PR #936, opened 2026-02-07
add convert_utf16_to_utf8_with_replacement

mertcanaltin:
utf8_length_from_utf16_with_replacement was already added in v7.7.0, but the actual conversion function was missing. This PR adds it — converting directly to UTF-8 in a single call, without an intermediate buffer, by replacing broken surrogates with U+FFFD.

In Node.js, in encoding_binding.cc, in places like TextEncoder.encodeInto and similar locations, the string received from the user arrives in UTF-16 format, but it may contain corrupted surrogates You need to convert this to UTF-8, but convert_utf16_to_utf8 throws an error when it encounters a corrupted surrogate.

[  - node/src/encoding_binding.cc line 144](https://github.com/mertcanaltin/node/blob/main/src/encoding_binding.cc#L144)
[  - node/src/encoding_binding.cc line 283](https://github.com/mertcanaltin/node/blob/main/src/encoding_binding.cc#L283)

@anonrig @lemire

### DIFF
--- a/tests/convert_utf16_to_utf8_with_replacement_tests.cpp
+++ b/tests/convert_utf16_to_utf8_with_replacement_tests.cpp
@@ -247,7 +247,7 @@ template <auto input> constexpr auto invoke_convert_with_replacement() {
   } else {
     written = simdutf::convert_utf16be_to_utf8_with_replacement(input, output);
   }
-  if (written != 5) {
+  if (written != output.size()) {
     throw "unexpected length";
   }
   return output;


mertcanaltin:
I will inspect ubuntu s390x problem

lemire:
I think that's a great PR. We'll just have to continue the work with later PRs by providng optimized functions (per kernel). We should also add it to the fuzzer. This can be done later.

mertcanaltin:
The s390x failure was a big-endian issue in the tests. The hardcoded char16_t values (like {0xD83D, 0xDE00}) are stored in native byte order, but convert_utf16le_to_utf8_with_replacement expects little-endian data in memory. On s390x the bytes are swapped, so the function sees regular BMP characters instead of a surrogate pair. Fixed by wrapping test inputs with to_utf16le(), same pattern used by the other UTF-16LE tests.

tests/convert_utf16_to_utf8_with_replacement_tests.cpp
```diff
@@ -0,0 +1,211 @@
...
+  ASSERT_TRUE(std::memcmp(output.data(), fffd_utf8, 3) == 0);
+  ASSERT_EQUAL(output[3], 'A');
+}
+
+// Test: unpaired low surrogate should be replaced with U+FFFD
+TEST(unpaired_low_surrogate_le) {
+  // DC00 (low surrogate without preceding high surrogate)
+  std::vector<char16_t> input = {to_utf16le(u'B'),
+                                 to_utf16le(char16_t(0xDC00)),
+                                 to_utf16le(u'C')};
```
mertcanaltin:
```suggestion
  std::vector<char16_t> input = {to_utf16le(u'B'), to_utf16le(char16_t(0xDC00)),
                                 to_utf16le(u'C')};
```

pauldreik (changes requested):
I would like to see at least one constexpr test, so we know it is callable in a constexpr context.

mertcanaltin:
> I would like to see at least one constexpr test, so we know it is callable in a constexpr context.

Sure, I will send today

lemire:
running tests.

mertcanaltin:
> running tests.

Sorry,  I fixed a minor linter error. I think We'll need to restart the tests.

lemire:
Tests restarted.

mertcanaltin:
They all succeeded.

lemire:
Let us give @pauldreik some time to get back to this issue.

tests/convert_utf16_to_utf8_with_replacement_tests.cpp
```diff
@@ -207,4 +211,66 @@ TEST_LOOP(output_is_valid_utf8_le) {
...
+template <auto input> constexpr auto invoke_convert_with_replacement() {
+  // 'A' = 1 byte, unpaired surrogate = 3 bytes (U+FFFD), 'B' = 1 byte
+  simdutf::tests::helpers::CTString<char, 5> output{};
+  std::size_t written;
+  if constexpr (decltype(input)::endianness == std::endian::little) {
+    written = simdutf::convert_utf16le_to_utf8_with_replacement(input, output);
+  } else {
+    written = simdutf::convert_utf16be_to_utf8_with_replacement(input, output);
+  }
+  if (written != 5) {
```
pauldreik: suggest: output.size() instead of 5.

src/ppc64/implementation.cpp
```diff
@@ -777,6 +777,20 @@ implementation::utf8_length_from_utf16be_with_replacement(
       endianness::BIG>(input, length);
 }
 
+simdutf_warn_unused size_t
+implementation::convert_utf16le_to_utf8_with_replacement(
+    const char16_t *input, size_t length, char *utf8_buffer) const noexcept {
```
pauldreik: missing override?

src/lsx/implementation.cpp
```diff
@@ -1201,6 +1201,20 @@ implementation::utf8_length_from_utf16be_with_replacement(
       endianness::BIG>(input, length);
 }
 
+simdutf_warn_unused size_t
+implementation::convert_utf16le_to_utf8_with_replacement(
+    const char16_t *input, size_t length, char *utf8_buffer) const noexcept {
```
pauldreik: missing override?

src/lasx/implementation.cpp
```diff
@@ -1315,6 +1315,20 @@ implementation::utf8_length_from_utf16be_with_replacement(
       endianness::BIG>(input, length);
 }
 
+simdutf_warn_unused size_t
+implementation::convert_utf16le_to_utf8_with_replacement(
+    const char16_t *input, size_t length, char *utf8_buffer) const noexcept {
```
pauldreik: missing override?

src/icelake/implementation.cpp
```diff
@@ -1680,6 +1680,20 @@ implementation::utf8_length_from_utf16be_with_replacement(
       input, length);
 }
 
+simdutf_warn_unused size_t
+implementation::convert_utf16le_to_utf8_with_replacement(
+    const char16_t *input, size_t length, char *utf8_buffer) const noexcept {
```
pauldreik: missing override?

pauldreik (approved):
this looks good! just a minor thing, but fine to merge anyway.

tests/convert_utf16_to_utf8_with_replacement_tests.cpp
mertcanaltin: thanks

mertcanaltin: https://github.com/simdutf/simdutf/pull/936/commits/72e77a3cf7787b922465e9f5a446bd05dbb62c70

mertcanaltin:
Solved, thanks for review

--

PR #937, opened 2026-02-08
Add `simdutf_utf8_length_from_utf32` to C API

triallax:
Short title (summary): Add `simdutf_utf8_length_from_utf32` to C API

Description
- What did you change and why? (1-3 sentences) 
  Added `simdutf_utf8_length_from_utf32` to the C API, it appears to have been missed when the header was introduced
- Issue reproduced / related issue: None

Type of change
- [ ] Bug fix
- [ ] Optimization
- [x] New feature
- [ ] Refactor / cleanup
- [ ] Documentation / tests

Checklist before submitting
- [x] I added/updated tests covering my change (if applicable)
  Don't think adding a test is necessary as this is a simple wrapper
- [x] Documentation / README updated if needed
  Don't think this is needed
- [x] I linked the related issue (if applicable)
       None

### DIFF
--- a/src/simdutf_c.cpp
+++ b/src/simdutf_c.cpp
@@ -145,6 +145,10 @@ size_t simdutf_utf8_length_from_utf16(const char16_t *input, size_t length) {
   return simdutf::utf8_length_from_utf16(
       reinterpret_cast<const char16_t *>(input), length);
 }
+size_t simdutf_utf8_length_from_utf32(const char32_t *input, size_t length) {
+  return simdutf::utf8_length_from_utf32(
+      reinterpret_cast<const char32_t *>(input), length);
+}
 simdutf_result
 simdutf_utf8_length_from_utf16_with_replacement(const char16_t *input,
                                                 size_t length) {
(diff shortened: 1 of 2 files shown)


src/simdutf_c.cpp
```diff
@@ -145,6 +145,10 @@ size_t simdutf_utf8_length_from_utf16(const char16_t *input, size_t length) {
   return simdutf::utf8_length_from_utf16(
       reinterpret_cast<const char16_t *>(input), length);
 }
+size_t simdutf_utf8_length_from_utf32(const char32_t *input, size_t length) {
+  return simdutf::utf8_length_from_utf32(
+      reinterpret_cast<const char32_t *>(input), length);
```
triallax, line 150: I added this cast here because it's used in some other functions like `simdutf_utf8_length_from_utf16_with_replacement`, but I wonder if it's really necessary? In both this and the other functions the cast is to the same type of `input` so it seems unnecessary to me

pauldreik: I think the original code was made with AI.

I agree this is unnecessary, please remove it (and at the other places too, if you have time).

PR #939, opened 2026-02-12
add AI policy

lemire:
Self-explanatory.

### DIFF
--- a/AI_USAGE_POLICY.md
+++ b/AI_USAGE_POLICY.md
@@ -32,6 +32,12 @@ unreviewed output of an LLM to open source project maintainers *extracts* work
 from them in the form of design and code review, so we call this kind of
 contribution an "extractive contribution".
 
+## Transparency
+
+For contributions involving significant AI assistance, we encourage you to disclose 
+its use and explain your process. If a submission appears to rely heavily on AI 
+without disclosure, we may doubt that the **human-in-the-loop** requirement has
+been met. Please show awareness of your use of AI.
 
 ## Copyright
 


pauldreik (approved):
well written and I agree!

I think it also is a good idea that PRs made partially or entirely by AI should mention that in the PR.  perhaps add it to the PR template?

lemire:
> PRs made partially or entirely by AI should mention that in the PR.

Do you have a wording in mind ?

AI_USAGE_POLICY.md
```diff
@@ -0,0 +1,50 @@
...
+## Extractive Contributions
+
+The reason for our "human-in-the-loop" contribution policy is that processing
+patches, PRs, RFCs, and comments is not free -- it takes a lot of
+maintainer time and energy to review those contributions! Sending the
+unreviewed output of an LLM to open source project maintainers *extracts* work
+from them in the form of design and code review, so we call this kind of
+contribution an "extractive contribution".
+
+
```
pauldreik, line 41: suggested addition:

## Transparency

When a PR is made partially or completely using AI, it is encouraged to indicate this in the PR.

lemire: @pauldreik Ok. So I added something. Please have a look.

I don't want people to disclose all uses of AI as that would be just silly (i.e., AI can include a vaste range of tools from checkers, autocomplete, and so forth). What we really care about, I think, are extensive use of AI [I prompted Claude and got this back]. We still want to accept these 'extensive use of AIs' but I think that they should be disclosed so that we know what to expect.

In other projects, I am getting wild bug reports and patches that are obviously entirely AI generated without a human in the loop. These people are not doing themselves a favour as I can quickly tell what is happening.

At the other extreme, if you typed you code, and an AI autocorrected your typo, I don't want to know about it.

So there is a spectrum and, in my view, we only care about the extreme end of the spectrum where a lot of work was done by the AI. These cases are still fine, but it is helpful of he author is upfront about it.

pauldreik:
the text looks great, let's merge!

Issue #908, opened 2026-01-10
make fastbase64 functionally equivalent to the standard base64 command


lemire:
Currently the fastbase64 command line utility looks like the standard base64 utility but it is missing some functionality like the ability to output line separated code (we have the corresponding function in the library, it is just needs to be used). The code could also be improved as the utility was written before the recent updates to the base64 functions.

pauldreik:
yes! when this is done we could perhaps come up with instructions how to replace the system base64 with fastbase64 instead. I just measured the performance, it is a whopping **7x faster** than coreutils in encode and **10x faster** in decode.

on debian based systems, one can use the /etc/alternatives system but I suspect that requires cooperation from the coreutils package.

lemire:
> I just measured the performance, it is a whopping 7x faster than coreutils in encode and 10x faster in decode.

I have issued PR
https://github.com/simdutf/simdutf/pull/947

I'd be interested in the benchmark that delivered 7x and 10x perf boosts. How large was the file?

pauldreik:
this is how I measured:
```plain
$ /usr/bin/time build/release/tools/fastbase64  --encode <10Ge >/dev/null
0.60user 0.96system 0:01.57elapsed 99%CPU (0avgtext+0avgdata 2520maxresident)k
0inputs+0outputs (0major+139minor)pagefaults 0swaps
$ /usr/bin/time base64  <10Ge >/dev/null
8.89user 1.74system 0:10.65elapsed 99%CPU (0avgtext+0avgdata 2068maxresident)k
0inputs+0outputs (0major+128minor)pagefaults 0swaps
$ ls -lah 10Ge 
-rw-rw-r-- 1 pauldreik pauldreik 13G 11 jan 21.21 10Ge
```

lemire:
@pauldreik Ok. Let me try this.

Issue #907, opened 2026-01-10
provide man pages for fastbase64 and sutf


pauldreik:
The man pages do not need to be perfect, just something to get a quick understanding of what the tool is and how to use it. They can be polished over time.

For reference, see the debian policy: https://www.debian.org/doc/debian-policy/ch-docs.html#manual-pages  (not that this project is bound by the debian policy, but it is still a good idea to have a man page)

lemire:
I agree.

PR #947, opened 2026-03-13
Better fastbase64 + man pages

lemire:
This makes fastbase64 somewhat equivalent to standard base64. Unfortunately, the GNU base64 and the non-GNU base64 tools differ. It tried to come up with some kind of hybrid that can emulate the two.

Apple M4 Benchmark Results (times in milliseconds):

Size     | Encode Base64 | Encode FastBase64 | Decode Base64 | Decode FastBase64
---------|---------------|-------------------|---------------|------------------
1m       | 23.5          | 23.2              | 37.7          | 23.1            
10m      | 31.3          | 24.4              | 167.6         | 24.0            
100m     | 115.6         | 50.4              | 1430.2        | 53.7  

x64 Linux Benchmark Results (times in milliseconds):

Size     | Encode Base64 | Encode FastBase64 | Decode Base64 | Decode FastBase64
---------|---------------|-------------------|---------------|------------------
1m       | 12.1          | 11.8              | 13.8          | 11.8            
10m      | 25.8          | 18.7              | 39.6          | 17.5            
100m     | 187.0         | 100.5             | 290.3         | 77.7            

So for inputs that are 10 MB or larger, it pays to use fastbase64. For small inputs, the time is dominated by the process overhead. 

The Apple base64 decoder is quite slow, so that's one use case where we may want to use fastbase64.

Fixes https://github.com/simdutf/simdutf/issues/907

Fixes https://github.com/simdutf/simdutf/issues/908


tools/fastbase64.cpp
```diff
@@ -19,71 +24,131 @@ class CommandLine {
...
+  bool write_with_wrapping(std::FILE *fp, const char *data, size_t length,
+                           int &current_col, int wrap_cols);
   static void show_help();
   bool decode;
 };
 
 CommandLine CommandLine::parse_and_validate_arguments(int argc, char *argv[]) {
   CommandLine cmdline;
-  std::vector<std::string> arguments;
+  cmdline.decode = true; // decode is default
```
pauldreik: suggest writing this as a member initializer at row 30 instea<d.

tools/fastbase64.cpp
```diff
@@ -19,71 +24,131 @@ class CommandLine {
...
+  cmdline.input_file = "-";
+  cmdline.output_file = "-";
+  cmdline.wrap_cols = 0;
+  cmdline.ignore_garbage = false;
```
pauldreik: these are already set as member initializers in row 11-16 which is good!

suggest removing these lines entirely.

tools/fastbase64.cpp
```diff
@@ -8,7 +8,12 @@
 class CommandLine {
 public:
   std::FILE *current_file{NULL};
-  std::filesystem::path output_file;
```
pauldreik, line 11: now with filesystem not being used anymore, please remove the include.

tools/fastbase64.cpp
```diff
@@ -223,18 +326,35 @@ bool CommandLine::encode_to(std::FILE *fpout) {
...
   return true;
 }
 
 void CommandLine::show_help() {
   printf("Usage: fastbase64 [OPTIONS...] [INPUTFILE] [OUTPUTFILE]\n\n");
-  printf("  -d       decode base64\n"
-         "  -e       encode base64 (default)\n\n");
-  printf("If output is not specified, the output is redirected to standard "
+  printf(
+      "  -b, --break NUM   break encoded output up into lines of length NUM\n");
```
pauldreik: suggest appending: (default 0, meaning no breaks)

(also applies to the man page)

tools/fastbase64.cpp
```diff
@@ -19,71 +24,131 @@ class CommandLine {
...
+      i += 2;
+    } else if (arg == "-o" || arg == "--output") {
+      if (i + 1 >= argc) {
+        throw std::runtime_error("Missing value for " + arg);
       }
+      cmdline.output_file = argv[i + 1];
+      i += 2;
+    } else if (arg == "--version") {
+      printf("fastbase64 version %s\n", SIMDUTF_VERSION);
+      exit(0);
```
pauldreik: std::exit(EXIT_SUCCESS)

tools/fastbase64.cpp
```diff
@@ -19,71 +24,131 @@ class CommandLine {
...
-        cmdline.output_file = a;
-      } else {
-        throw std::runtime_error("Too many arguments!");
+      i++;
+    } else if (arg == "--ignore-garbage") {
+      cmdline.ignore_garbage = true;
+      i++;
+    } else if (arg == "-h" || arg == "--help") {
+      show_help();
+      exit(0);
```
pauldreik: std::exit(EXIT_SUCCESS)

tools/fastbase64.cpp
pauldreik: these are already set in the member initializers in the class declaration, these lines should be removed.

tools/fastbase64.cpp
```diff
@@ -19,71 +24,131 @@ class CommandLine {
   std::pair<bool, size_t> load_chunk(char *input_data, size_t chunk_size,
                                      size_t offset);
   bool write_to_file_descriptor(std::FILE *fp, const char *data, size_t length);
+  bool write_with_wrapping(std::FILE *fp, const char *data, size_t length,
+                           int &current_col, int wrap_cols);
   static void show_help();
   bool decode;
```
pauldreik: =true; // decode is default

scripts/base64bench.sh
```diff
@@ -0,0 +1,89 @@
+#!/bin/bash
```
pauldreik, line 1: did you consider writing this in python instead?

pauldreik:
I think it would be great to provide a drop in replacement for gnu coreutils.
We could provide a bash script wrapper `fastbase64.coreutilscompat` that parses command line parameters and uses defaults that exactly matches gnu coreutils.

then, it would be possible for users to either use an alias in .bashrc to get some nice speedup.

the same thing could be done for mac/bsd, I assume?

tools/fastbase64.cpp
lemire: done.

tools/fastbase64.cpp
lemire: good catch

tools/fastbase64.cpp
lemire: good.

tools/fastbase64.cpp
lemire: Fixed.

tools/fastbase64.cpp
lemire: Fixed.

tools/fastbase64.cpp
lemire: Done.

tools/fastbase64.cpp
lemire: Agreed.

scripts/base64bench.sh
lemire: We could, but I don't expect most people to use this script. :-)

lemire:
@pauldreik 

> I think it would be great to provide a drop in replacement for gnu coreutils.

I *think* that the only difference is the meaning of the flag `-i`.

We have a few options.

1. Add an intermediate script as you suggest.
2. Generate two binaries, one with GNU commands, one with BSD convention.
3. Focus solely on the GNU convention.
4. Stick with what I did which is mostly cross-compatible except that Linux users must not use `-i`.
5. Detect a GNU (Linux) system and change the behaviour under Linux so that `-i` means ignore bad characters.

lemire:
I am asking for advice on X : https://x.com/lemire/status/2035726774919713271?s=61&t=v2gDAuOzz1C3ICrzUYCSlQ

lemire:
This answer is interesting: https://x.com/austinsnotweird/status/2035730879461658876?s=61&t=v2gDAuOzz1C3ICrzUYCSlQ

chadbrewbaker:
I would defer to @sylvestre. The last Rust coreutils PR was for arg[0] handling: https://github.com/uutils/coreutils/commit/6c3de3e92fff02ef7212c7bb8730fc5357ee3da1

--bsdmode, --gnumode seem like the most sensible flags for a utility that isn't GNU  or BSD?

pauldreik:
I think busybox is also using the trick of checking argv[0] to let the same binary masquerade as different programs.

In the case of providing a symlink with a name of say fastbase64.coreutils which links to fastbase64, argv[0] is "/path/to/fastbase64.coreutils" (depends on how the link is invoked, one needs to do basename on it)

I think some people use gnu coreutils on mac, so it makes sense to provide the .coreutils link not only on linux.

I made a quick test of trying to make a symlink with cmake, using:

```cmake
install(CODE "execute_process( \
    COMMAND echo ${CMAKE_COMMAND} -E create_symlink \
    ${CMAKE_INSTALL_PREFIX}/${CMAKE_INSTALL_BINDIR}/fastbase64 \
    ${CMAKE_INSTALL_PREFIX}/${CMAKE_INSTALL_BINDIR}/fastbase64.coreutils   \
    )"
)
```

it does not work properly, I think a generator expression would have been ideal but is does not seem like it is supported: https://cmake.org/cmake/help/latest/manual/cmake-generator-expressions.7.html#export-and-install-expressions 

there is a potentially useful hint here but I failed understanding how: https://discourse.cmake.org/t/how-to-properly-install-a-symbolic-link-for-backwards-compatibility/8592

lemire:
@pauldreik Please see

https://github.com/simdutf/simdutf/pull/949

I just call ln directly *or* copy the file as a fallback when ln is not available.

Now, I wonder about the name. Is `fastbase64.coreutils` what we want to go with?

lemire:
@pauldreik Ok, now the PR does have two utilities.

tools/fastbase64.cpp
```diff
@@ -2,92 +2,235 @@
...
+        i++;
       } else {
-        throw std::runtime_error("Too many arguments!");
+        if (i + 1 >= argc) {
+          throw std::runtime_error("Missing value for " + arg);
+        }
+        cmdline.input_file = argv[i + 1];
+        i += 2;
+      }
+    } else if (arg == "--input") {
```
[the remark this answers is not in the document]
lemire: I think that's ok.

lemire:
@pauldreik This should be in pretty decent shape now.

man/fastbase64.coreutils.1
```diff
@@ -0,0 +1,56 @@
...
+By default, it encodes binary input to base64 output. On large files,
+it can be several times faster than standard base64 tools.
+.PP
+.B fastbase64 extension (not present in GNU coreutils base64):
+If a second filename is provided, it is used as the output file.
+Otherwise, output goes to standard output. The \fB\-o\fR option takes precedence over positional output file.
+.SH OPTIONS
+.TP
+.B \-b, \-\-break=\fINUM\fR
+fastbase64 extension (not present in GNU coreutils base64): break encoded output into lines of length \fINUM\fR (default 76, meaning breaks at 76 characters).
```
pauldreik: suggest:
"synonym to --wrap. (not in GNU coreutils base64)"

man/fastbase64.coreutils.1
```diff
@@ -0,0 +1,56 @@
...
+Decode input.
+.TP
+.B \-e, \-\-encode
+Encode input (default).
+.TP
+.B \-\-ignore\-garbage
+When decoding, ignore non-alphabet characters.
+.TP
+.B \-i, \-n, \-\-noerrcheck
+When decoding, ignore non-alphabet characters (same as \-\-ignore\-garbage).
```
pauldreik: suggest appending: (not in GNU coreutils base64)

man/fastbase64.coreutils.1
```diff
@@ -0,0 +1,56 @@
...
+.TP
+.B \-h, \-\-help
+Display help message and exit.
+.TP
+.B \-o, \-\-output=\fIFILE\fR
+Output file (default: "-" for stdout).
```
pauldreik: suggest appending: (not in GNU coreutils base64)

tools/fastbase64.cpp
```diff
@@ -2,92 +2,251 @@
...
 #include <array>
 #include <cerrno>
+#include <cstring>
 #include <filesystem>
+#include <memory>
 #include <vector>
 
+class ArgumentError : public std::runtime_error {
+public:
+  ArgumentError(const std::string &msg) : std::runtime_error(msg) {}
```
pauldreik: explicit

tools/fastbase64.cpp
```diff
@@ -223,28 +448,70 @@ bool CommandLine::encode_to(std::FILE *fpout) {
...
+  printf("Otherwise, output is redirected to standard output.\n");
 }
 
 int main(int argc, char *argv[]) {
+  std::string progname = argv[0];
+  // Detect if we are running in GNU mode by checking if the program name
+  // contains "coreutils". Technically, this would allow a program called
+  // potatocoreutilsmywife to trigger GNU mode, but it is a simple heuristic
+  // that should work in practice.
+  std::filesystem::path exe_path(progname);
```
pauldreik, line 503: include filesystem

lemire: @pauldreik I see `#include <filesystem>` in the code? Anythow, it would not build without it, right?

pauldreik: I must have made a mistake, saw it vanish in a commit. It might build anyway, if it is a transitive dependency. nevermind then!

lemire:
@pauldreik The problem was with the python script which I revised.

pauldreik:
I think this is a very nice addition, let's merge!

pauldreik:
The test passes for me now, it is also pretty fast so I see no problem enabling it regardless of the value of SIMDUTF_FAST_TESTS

---

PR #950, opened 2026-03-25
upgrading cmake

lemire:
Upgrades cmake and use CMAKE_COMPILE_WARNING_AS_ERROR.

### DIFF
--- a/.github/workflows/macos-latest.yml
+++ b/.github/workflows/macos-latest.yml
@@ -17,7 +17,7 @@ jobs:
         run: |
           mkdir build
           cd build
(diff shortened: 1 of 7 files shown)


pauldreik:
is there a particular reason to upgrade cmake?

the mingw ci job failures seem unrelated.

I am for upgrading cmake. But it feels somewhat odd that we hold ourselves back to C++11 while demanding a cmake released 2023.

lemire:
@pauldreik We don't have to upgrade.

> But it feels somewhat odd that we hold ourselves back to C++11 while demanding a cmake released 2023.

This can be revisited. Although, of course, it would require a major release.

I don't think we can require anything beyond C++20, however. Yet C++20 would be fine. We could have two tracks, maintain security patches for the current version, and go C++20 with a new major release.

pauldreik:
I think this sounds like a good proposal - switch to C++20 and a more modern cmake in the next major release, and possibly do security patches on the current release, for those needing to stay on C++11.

**What you need to do**:
In the listing above, locate the line containing "I don't think" and the line containing "I think this sounds", then transcribe both and every line between them verbatim.

**Solution to the exercise**:
I don't think we can require anything beyond C++20, however. Yet C++20 would be fine. We could have two tracks, maintain security patches for the current version, and go C++20 with a new major release.

pauldreik:
I think this sounds like a good proposal - switch to C++20 and a more modern cmake in the next major release, and possibly do security patches on the current release, for those needing to stay on C++11.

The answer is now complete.